A balance bike helps children learn balance and steering. It has no pedals or drivetrain. The idea behind a balance bike such as the Strider is that children learn balance first before moving on to pedals.

For the bike to work properly the child must be able to walk the bike while sitting on the seat comfortably. Which was an issue for us when we were looking for a bike for our daughter Bean as she was not quite 2 yet and would not fit on a 12" frame which at that time was all that was available where we live. After driving all over town looking we ended up purchasing a Strider from a woman selling them from her home. The reason we chose the Strider was that the seat and handle bars move to accommodate a growing child and it has an 11" frame which worked for Bean. We have since learned you can buy different brands in 10" or 12" but most don't allow for growth. Here is Bean on her very first ride.

 

Bean started off by walking while sitting on her bike, as she grew more comfortable she started to run on it and eventually she would run and then lift her feet, resting them on the bike gliding. By the times she was 2.5 years old she was fast and comfortable. Before her third birthday she could probably have moved up to a pedal bike but as it was going into fall we held off until this spring.
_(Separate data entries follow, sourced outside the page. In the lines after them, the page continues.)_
PR #1596, opened 2026-09-19
Keep Pi streaming tool calls concat-safe like OpenRouter

Augustas11:
## Summary
- Live Pi vs OpenRouter: Malibu Qwen3 Coder is the right model (plain chat returns `pong`). Pi always streams; Malibu currently emits complete `{}` tool arguments, which Pi treats as a finished bash call. OpenRouter concatenates `{"command":"echo hello"}`.
- Coordinator now asks the current CLI for a non-stream completion when the buyer streams with tools, then synthesizes concat-safe SSE. `tool_choice=required` is rewritten to `auto` so agents do not get a 502.
- CLI XML emitter holds arguments until `</function>` so later CLI releases stay concat-safe. Tests cover the Pi extra-field body, empty-object JSON contract, and tool-result replay.

## Test plan
- [x] Live: Malibu non-stream/stream hello 200; stream+tools concat=`{}`; stream+tools+required 502; OpenRouter same Pi body concat=`{"command":"echo hello"}`
- [x] `go test ./internal/buyer -run 'TestStreamingTools|TestPiShaped|TestToolChoice|TestEmptyObject|TestPiMultiTurn'`
- [x] `swift test --filter NativeToolCallStreamEmitterTests`
- [x] `python3 scripts/check_spec_governance.py --base-ref origin/main`
- [ ] After merge: Pearl coordinator hotfix, then re-run live Pi tool turn

SPEC-GOVERNANCE-DECLARATION-BEGIN
{
  "schema_version": "spec-pr-governance-v1",
  "behavior_change": "yes",
  "contract_change": "yes",
  "specs": ["SPEC-018"],
  "requirements": ["SPEC-018-R002"],
  "authority_domains": ["agentic-tool-calling"],
  "arbitration": ["CODE_BUG"],
  "tests": ["phase4-coordinator/internal/buyer/streaming_tool_materialize_test.go:TestPiShapedStreamingToolRequestIsAdmittedAndMaterializesArgs", "phase3-binary/Tests/macprovider-cliTests/NativeToolCallStreamEmitterTests.swift:testFunctionXMLDoesNotEmitEmptyObjectBeforeClose"],
  "journeys": ["not-required"]
}
SPEC-GOVERNANCE-DECLARATION-END

PR #1597, opened 2026-09-19
Fix paged-KV attach gates so SPEC-038/039 continuous batching can engage on real MoE hardware

Augustas11:
## Summary

Fixes the gates that prevented SPEC-038/039 continuous-batching paged-KV attach from ever engaging on a live provider (Qwen3-Coder-30B-A3B on an M3 Ultra), plus the diagnostics needed to observe attach on-device. Default-off/inert; no config flip enables this — attach still requires a genuine on-device measurement.

### The two attach blockers (both inspection-provable, found via an adversarial verificator + source trace)

1. **Metallib path gate — the actual first failure on the live box.** `PagedKVMetallibGate.candidatePaths` probed only `default.metallib` / `mlx-swift_Cmlx.bundle/default.metallib`, but the release ships `mlx.metallib` and `mlx-swift_Cmlx.bundle/Contents/Resources/default.metallib` — the names `scripts/check-tier2-provider-artifact.sh:130` accepts. The gate matched neither on a real install, so `measurePagedKVRuntime` always returned nil and attach fell back to `paged_fallback_metallib`. Now probes the shipped names (legacy names kept as harmless fallbacks).
2. **Batched-decode attention mask — a real correctness bug the isolation probe catches.** `PagedKVBatchLayerCache.makeMask` passed pre-update per-row offsets as `createCausalMask`'s `lengths`; since it masks key `j` unless `j < lengths[b]` and row `b`'s own current token sits at key position `offset_b` post-update, unequal-length rows masked each row's own current token → the batched forward diverged from serial. Now passes post-update `lengths = offset_b + n`.

### Also in this PR
- **Tagged `[paged-kv]` diagnostics**: turns 8 silent nil-sites + 2 probe catch-blocks into per-gate stderr reasons, so one on-box load names the exact failing gate. Silent when the feature is off; EPIPE-safe.
- **Universal batched-isolation gate (from audit)**: the batched cross-row isolation probe now gates attach for **all** paging-eligible families (dense + MoE), not only MoE — closing the SPEC-038 FR-CB6 hole where a dense model could attach on the single-row parity probe alone and then serve an unproven batched path. `moeDispatchProven` stays MoE-specific.
- **Cache-class fix** (`forceSimpleKV`): the attach probe classifies the uncapped cache class, matching what the paged serve path builds; genuine windowed models still fail safe (SPEC-039 v0.1.1 FR-PKV12/AC-13 clarification).
- New env-gated real-model regression test (`MACPROVIDER_RUN_PAGED_MOE_ISOLATION=1`, Qwen3-8B) exercising the batched shared-forward isolation path.

### Testing
- `swift build` green; `swift test --filter "PagedKV|KVConversationColdTier"` → 102 tests, 0 failures.
- Local `swift test` cannot run real-GPU/MLX tests (mlx-swift Metal lib isn't compiled by plain `swift build`); the new probe test and AC-1/2/3 parity run in CI + on-device.
- `python3 scripts/gen_spec_index.py --check` → ok.

### Audit
3-lane review (code / security / architecture) on the full combined fix diff: **0 CRITICAL / 0 HIGH / 0 MEDIUM.** Carried LOW/INFO: metallib SHA fingerprint fidelity (attach stays proof-gated); the `makeMask` shape `assert` is release-stripped (future n>1 guidance); dense models incur a load-time probe only when the feature is opt-in enabled.

{
  "behavior_change": "yes",
  "contract_change": "yes",
  "specs": ["SPEC-038", "SPEC-039"],
  "requirements": ["SPEC-038-R006", "SPEC-039-R008", "SPEC-039-R012"],
  "authority_domains": ["paged-kv-attention", "continuous-batching-serving"],
  "arbitration": ["CODE_BUG", "SPEC_BUG"],
  "tests": [
    "phase3-binary: swift test --filter PagedKV|KVConversationColdTier (102 tests, 0 failures)",
    "phase3-binary: testBatchedSharedForward_InputIsolation_RealModel (env-gated MACPROVIDER_RUN_PAGED_MOE_ISOLATION=1, Qwen3-8B; runs in CI/on-device)",
    "scripts/gen_spec_index.py --check"
  ],
  "journeys": ["not-required"]
}


antfleet-ops (approved):
Approving: 3-lane audit (code/security/architecture) clean at 0 C/H/M on the full combined fix; 15/15 required checks green. The single red `check` is the pre-existing inherited req[16] (agentic-tool-calling, from #1596's squash), advisory and unrelated to this SPEC-038/039 change.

Bean started off this year on her strider and started to race in BMX.

This month we ordered her a pedal bike (an amazing bike by the Canadian  company Spawn Cycles). We took her out on her new bike helping her for about 20min on the way to the park. Once at the park we let go of the back seat and she was off. She spent the better part of the day riding circles around us. The next evening she was on the BMX track with it. 

 I'm positive that her quick transition to the pedal bike was because of her ability to balance and her confidence that she gained through using the Strider. I have nannied in the past where kids have used training wheels and it took years and bike camps to be able to remove the training wheels.